Please report any problems, questions, etc, to this buildbot-devel list as
usual. Thanks!

Have an it's a wonderful life day,
 -Brian

* Release 0.6.2 (13 Dec 2004)

** new features

It is now possible to interrupt a running build. Both the web page and the
IRC bot feature 'stop build' commands, which can be used to interrupt the
current BuildStep and accelerate the termination of the overall Build. The
status reporting for these still leaves something to be desired (an
'interrupt' event is pushed into the column, and the reason for the interrupt
is added to a pseudo-logfile for the step that was stopped, but if you only
look at the top-level status it appears that the build failed on its own).

Builds are also halted if the connection to the buildslave is lost. On the
slave side, any active commands are halted if the connection to the
buildmaster is lost.

** minor new features

The IRC log bot now reports ETA times in a MMSS format like "2m45s" instead
of the clunky "165 seconds".

** bug fixes

*** Slave Disconnect

Slave disconnects should be handled better now: the current build should be
abandoned properly. Earlier versions could get into weird states where the
build failed to finish, clogging the builder forever (or at least until the
buildmaster was restarted).

In addition, there are weird network conditions which could cause a
buildslave to attempt to connect twice to the same buildmaster. This can
happen when the slave is sending large logfiles over a slow link, while using
short keepalive timeouts. The buildmaster has been fixed to allow the second
connection attempt to take precedence over the first, so that the older
connection is jettisoned to make way for the newer one.

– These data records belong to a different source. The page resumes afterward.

PR #1859, opened 2024-03-25
Fix ultimate end user missing from exporter application summary

hnryjmes:
### Aim

This fixes an issue where ultimate end users were not showing in the exporter application summary ("Check your answers" page). 

For some applications where an exporter has added incorporated goods, in the good on application, it is possible that `is_good_incorporated` can be `False` but `is_onward_incorporated` can be `True`.

Previously the way that ultimate end users were toggled on and off for this page was just by checking the value of `is_good_incorporated`.

We would like to check for the presence of `application["ultimate_end_users"]` but as this can be unreliable (as we don't delete this data if an application is edited) it is best to check both of `is_good_incorporated` and `is_onward_incorporated`. If either of these booleans are true then we consider that the application has incorporated goods. 

So, if the application has ultimate end users and has incorporated goods then we would like to show the ultimate end users section in the exporter summary.

[LTD-4853](https://uktrade.atlassian.net/browse/LTD-4853)

[LTD-4853]: https://uktrade.atlassian.net/browse/LTD-4853?atlOrigin=eyJpIjoiNWRkNTljNzYxNjVmNDY3MDlhMDU5Y2ZhYzA5YTRkZjUiLCJwIjoiZ2l0aHViLWNvbS1KU1cifQ

### DIFF
--- a/exporter/applications/helpers/check_your_answers.py
+++ b/exporter/applications/helpers/check_your_answers.py
@@ -128,7 +128,7 @@ def _convert_standard_application(application, editable=False, is_summary=False)
         product_location = {"Product location and journey": _get_product_location_and_journey(application)}
         converted = {**product_location, **converted}
 
-    if has_ultimate_end_users(application):
+    if has_ultimate_end_users(application) and has_incorporated_goods(application):
         ultimate_end_users = [convert_party(item, application, editable) for item in application["ultimate_end_users"]]
         converted[strings.ULTIMATE_END_USERS] = ultimate_end_users
 
@@ -712,7 +712,7 @@ def has_ultimate_end_users(application):
 
 def has_incorporated_goods(application):
     for good in application["goods"]:
-        if good["is_good_incorporated"]:
+        if good.get("is_good_incorporated") or good.get("is_onward_incorporated"):
             return True
 
     return False
--- a/exporter/applications/helpers/check_your_answers.py
+++ b/exporter/applications/helpers/check_your_answers.py
@@ -128,7 +128,7 @@ def _convert_standard_application(application, editable=False, is_summary=False)
         product_location = {"Product location and journey": _get_product_location_and_journey(application)}
         converted = {**product_location, **converted}
 
-    if has_ultimate_end_users(application) and has_incorporated_goods(application):
+    if has_ultimate_end_users(application) and has_incorporated_goods_on_application(application):
         ultimate_end_users = [convert_party(item, application, editable) for item in application["ultimate_end_users"]]
         converted[strings.ULTIMATE_END_USERS] = ultimate_end_users
 
@@ -710,9 +710,9 @@ def has_ultimate_end_users(application):
     return bool(application["ultimate_end_users"])
 
 
-def has_incorporated_goods(application):
-    for good in application["goods"]:
-        if good.get("is_good_incorporated") or good.get("is_onward_incorporated"):
+def has_incorporated_goods_on_application(application):
+    for goa in application["goods"]:
+        if goa.get("is_good_incorporated") or goa.get("is_onward_incorporated"):
             return True
 
     return False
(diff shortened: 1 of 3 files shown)


exporter/applications/helpers/check_your_answers.py
```diff
@@ -706,6 +706,10 @@ def is_application_export_type_permanent(application):
     return False if not application.get("export_type") else (application.get("export_type").get("key") == PERMANENT)
 
 
+def has_ultimate_end_users(application):
+    return bool(application["ultimate_end_users"])
+
+
```
saruniitr, line 712: Do we understand why `is_good_incorporated` can be `False` when `is_onward_incorporated` is `True`?

In some places `is_good_incorporated` is given the same value as `is_onward_incorporated`,
eg https://github.com/uktrade/lite-frontend/blob/dev/exporter/applications/views/goods/platform/views/edit.py#L409

So is it possible this is missing in some places?

Also just using `application["ultimate_end_users"]` does not help because we have an existing bug where initially user answered 'Yes' to onward exported question so we ask for Ultimate end user details but later they edited and answered 'No' to that question. In this case ultimate end is still present (it is not decided whether we need to delete that automatically or not iirc).

In the above scenario we will still show ultimate end user which is not consistent.

hnryjmes:
@kevincarrogan 

> Could we get a test for this please?

I've added a BeautifulSoup test as I think testing the view is more like how we normally write tests

an alternative is to add a test here which is where tests have been written for the `check_your_answers` module: https://github.com/uktrade/lite-frontend/blob/dev/unit_tests/exporter/applications/helpers/test_check_your_answers.py

exporter/applications/helpers/check_your_answers.py
hnryjmes: if what you've said is correct it might not be sufficient to check `application["ultimate_end_users"]` and I can update the predicate to check multiple things before we show ultimate end users in the summary view. I can also add a comment to explain to make this more clear in future to anyone working on this bit of code.

I'm not sure exactly what to check yet but will investigate a bit more based on what you've written there.

saruniitr: https://uktrade.atlassian.net/browse/LTD-4782 has more details

exporter/applications/helpers/check_your_answers.py
```diff
@@ -706,9 +706,13 @@ def is_application_export_type_permanent(application):
...
 def has_incorporated_goods(application):
     for good in application["goods"]:
-        if good["is_good_incorporated"]:
+        if good.get("is_good_incorporated") or good.get("is_onward_incorporated"):
```
hnryjmes, line 715: This is the main change. We consider an application to have incorporated goods if either of these booleans are True.

exporter/applications/helpers/check_your_answers.py
hnryjmes: this has now been updated. in pseudocode the updated logic I'm using is something like
```
if has_ultimate_end_users and (is_good_incorporated or is_onward_incorporated)
```

I believe this covers the situations we've talked about

depsiatwal:
Do we need to also update the API where this check is enforced ?
https://github.com/uktrade/lite-api/blob/dev/api/applications/creators.py#L156

unit_tests/exporter/applications/views/conftest.py
```diff
@@ -106,6 +106,151 @@ def good_on_application(data_standard_case):
     }
 
 
+@pytest.fixture
+def data_goa_good_incorporated(data_standard_case):
+    return {
+        "id": str(uuid.uuid4()),
+        "created_at": "2024-03-26T15:22:35.714893Z",
+        "updated_at": "2024-03-26T15:22:35.714893Z",
+        "good": {
```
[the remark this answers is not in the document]
hnryjmes: I don't know how I would use this here, creating a factory object in lite-api doesn't seem like it will help me to mock the get_application response json in lite-frontend?

exporter/applications/helpers/check_your_answers.py
hnryjmes: updated

unit_tests/exporter/applications/views/conftest.py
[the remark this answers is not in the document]
saruniitr: ah sorry forgot this is FE

PR #2263, opened 2024-12-05
Ltd 5714 other ogd sessionwizard

Tllew:
All other ogds can use sessionwizard, just need to address e2e tests and maybe bdd

[LTD-5714](https://uktrade.atlassian.net/browse/LTD-714)

### DIFF
--- a/caseworker/advice/conditionals.py
+++ b/caseworker/advice/conditionals.py
@@ -13,11 +13,3 @@ def form_add_licence_conditions(step_name):
 
 def is_desnz_team(wizard):
     return wizard.caseworker["team"]["alias"] in services.DESNZ_TEAMS
-
-
-def is_fcdo_team(wizard):
-    return wizard.caseworker["team"]["alias"] == services.FCDO_TEAM
-
-
-def default_form(wizard):
-    return not (is_fcdo_team(wizard) or is_desnz_team(wizard))
--- a/caseworker/advice/conditionals.py
+++ b/caseworker/advice/conditionals.py
@@ -11,5 +11,9 @@ def form_add_licence_conditions(step_name):
     return _get_form_field_boolean
 
 
-def is_desnz_team(wizard):
-    return wizard.caseworker["team"]["alias"] in services.DESNZ_TEAMS
+def is_fcdo_team(wizard):
+    return wizard.caseworker["team"]["alias"] == services.FCDO_TEAM
+
+
+def is_ogd_team(wizard):
+    return not is_fcdo_team(wizard)
--- a/caseworker/advice/forms/approval.py
+++ b/caseworker/advice/forms/approval.py
@@ -10,7 +10,6 @@ from core.forms.layouts import (
     ConditionalCheckboxesQuestion,
     RadioTextArea,
 )
-from core.forms.widgets import GridmultipleSelect
 
 
 class SelectAdviceForm(forms.Form):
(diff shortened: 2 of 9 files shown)


caseworker/advice/forms/approval.py
```diff
@@ -56,7 +56,7 @@ class Layout:
         TITLE = "Recommend an approval"
 
     approval_reasons = forms.CharField(
-        widget=forms.Textarea(attrs={"rows": 7, "class": "govuk-!-margin-top-4"}),
+        widget=forms.Textarea(attrs={"rows": 7, "class": "govuk-!-margin-top-4", "name": "approval_reasons"}),
```
currycoder, line 59: I'm surprised this `"name": "approval_reasons"` is necessary.  My understanding is that django injects that for you when this is rendered in the template.

caseworker/advice/views/approval.py
```diff
@@ -28,7 +47,7 @@ class GiveApprovalAdviceView(LoginRequiredMixin, CaseContextMixin, BaseSessionWi
     ]
 
     condition_dict = {
-        AdviceSteps.RECOMMEND_APPROVAL: C(is_desnz_team),
+        AdviceSteps.RECOMMEND_APPROVAL: C(is_ogd_team),
```
currycoder, line 50: I still don't get why this step is conditional.  Once you're in the new flow, surely this step **must** show.  We are handling whether or not to take users to the new or legacy flow outside of this view

currycoder (commented):
A few minor suggestions throughout to clean this up a bit.  Otherwise looking great

caseworker/advice/conditionals.py
```diff
@@ -11,5 +11,9 @@ def _get_form_field_boolean(wizard):
...
 
 
-def is_desnz_team(wizard):
-    return wizard.caseworker["team"]["alias"] in services.DESNZ_TEAMS
+def is_fcdo_team(wizard):
+    return wizard.caseworker["team"]["alias"] == services.FCDO_TEAM
+
+
+def is_ogd_team(wizard):
+    return not is_fcdo_team(wizard)
```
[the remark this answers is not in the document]
Tllew: because we're still excluding fcdo in this pr, i've changed the logic to be : ~C(is_fcdo_team)
and removed is_ogd_team to make this more obvious

caseworker/advice/forms/approval.py
Tllew: I believe this was me trying to force remove the form index from the approval reason, as the name here is formatted: formname-approval_reasons

ultimately this didn't work and I needed to change the ui tests to point to "recommend_approval-approval_reasons"

this is something the formwizard inserts so that you can have multiple fields with the same name in a single formwizard.

caseworker/advice/templates/advice/view_my_advice.html
```diff
@@ -34,10 +34,10 @@ <h2 class="govuk-error-summary__title" id="error-summary-title">
             <div class="govuk-grid-column-three-quarters">
               <h1 class="govuk-heading-xl">View recommendation</h1>
               {% if my_advice %}
-                {% test_rule 'can_user_make_desnz_edit' request case as can_user_make_desnz_edit %}
+                {% test_rule 'can_user_make_edit' request case as can_user_make_edit %}
 
                 {% if buttons.edit_recommendation %}
-                  {% if can_user_make_desnz_edit %}
+                  {% if can_user_make_edit %}
```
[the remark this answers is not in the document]
Tllew: I've looked into this a little, I do agree we could remove the `if buttons.` logic however there's some additional logic behind the edit_recommendation that I'm not confident we'd cover with the logic we have in the template, it seems like it could be a little out of scope at this stage in the LCDC project

caseworker/advice/views/approval.py
Tllew: this is still excluding fcdo to ensure if you were to manually navigate to the page, you'd see an error.

tests_common/constants.py
```diff
@@ -0,0 +1,5 @@
+class WebDriverDelay:
+    THIRTY = 30
+    FORTYFIVE = 45
+    TWENTY = 20
+    SIXTY = 60
```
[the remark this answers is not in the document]
kevincarrogan: What I was thinking was having a multiplier to increase these values (or even set it to 0) and that could be in the env.

So maybe a setting called something like `E2E_WAIT_MULTIPLIER` and change those constants so they are all `SIXTY = 60 * E2E_MULTIPLIER`.

caseworker/advice/forms/approval.py
currycoder: Ah yep, we have a helper for this kind of thing in the unit tests `post_to_step` maybe some patterns could be lifted for UI tests?

caseworker/advice/templates/advice/view_my_advice.html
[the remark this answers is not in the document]
currycoder: Happy for this to be something we come back to later - it sounds tricky to unpick currently.

currycoder (approved):

kevincarrogan (approved):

In addition, the buildslave has been fixed to be less twitchy about timeouts.
There are now two parameters: keepaliveInterval (which is controlled by the
mktap 'keepalive' argument), and keepaliveTimeout (which requires editing the
.py source to change from the default of 30 seconds). The slave expects to
see *something* from the master at least once every keepaliveInterval
seconds, and will try to provoke a response (by sending a keepalive request)
'keepaliveTimeout' seconds before the end of this interval just in case there
was no regular traffic. Any kind of traffic will qualify, including
acknowledgements of normal build-status updates.

The net result is that, as long as any given PB message can be sent over the
wire in less than 'keepaliveTimeout' seconds, the slave should not mistakenly
disconnect because of a timeout. There will be traffic on the wire at least
every 'keepaliveInterval' seconds, which is what you want to pay attention to
if you're trying to keep an intervening NAT box from dropping what it thinks
is an abandoned connection. A quiet loss of connection will be detected
within 'keepaliveInterval' seconds.

*** Large Logfiles

The web page rendering code has been fixed to deliver large logfiles in
pieces, using a producer/consumer apparatus. This avoids the large spike in
memory consumption when the log file body was linearized into a single string
and then buffered in the socket's application-side transmit buffer. This
should also avoid the 640k single-string limit for web.distrib servers that
could be hit by large (>640k) logfiles.